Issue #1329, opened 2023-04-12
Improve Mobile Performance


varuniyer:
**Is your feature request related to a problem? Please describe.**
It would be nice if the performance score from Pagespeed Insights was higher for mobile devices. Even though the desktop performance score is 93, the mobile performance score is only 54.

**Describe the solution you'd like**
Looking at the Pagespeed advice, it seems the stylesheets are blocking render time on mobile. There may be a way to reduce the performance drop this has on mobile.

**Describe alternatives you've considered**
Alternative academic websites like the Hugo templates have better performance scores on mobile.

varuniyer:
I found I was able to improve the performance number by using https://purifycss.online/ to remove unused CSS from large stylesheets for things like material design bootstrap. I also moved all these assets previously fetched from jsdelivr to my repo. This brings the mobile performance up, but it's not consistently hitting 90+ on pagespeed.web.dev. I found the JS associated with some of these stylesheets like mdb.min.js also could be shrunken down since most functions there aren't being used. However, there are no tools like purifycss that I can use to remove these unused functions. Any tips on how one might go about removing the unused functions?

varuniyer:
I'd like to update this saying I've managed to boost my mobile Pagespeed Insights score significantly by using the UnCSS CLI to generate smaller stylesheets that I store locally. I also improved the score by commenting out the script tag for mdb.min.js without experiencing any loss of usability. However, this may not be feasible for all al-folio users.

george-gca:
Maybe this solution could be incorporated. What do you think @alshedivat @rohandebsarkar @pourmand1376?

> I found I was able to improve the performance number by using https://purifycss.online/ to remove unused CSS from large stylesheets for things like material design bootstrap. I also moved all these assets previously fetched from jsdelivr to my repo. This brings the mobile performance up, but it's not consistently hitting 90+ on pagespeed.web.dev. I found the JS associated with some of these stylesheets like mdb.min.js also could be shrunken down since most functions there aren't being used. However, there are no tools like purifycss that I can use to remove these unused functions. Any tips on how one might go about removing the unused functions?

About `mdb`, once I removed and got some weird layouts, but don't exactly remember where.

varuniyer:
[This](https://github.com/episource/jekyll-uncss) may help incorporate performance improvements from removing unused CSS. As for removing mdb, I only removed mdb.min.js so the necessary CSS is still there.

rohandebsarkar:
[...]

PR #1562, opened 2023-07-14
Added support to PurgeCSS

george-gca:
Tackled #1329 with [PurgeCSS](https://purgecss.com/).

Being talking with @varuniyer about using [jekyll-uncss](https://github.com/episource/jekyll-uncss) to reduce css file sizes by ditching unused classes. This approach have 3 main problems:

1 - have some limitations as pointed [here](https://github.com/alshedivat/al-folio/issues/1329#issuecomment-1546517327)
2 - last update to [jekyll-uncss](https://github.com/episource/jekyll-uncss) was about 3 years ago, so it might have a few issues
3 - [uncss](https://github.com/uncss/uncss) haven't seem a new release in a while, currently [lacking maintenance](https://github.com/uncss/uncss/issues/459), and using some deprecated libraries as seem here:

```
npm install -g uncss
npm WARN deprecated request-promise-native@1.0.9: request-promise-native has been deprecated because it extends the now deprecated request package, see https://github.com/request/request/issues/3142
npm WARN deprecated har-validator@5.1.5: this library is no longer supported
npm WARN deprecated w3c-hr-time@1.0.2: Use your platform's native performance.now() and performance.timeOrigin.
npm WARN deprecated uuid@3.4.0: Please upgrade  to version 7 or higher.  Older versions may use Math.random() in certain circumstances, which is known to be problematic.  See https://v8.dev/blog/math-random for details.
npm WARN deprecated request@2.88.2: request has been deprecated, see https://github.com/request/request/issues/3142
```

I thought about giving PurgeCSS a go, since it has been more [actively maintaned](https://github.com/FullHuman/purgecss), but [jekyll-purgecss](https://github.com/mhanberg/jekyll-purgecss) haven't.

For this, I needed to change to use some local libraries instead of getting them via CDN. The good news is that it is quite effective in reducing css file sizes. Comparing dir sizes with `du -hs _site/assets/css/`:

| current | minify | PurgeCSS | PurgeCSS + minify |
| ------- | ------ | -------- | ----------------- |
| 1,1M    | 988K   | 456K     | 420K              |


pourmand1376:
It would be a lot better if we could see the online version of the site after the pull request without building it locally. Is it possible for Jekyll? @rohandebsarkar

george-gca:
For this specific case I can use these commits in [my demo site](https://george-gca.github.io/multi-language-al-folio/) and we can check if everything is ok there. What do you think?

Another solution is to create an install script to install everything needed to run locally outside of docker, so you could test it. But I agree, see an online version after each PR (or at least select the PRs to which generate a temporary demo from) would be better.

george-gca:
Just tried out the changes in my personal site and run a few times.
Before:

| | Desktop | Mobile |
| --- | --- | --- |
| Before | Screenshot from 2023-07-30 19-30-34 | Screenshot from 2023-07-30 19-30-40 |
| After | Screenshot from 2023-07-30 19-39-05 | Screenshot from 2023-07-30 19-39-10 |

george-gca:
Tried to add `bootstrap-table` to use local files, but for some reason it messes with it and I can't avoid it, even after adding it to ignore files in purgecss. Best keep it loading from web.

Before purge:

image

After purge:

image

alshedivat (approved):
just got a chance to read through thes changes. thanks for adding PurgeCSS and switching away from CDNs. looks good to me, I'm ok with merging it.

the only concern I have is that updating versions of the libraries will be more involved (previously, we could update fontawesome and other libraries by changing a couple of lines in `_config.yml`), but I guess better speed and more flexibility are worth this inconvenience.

--

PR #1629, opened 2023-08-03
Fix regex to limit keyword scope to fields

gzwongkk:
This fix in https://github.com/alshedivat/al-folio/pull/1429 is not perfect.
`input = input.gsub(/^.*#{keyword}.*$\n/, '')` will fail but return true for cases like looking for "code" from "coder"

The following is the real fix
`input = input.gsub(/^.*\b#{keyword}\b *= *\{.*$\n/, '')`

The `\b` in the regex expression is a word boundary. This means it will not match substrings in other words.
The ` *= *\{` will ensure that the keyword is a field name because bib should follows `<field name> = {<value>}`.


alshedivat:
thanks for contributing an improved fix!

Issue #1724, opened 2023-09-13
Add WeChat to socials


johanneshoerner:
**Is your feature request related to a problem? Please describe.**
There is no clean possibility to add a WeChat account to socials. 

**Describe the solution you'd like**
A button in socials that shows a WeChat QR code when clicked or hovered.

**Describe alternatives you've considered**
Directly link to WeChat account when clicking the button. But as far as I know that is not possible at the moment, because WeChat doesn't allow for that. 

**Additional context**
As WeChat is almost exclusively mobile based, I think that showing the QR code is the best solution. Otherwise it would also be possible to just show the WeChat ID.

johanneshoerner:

** Exercise objective **
Which lines of the data contain the string "only"? Copy each one.

** Answer **
It would be nice if the performance score from Pagespeed Insights was higher for mobile devices. Even though the desktop performance score is 93, the mobile performance score is only 54.
[This](https://github.com/episource/jekyll-uncss) may help incorporate performance improvements from removing unused CSS. As for removing mdb, I only removed mdb.min.js so the necessary CSS is still there.
the only concern I have is that updating versions of the libraries will be more involved (previously, we could update fontawesome and other libraries by changing a couple of lines in `_config.yml`), but I guess better speed and more flexibility are worth this inconvenience.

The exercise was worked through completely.